*Task goal*: Pull each line containing "deploy" from the data.

*Data provided*:
PR #300, opened 2023-01-19
balene-generate-ami: remove key name

alexgg:
No need to provide a key name as the instance only needs to be accessible via balenaCloud.

Change-type: patch


alexgg:
@balena-ci I self-certify!

PR #303, opened 2023-02-28
balena-api: ignore quotes from API replies

alexgg:
The balenaAPI has replied both `OK` and `"OK"` to patch requests. Accept any of them as long as they contain OK.

Change-type: patch


alexgg:
lgtm

PR #306, opened 2023-04-21
barys: fix removal of equals sign from argval

jakogut:
When parsing additional variables to be passed to the bitbake build, keys and values are split using equals as a delimiter. However, the splitting process does not split only on the first occurrence, which results in removing equals signs from the value as well. This is problematic with base64 encoded strings, which are padded with equals signs.

Split only on the first occurrence, leaving the value intact.

Change-type: patch


jakogut:
lgtm

PR #308, opened 2023-05-10
balena-generate-ami: comply with default AMI quotas

alexgg:
There is a default limit of 5 public AMI images per region. Make the oldest public image back to private before publishing a new image.

Change-type: patch


alexgg:
Checks:
- [] Running machines that used a public AMI are unaffected when the AMI is made private

alexgg:
Rebased into https://github.com/balena-os/balena-yocto-scripts/pull/310

PR #309, opened 2023-05-16
balena-deploy: add secureBoot feature into contract

alexgg:
When building signed images, add the secureBoot feature flag into the OS contract. This is needed for other components to identify secureBoot compatible software releases.

Change-type: patch


alexgg:
lgtm

PR #310, opened 2023-05-23
Secure boot support

alexgg:
* Add the secureboot feature to OS contracts
* For signed images, opt in secure boot in the AMI images


alexgg:
lgtm

PR #312, opened 2023-06-15
balena-deploy: Newer meta-balena do not create a kernel_source tarball

alexgg:
This artifact did not contain kernel sources since Yocto Thud.

Changelog-entry: The kernel_source tarball is no longer created by meta-balena


alexgg:
lgtm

*Exercise response*:
balena-deploy: add secureBoot feature into contract
balena-deploy: Newer meta-balena do not create a kernel_source tarball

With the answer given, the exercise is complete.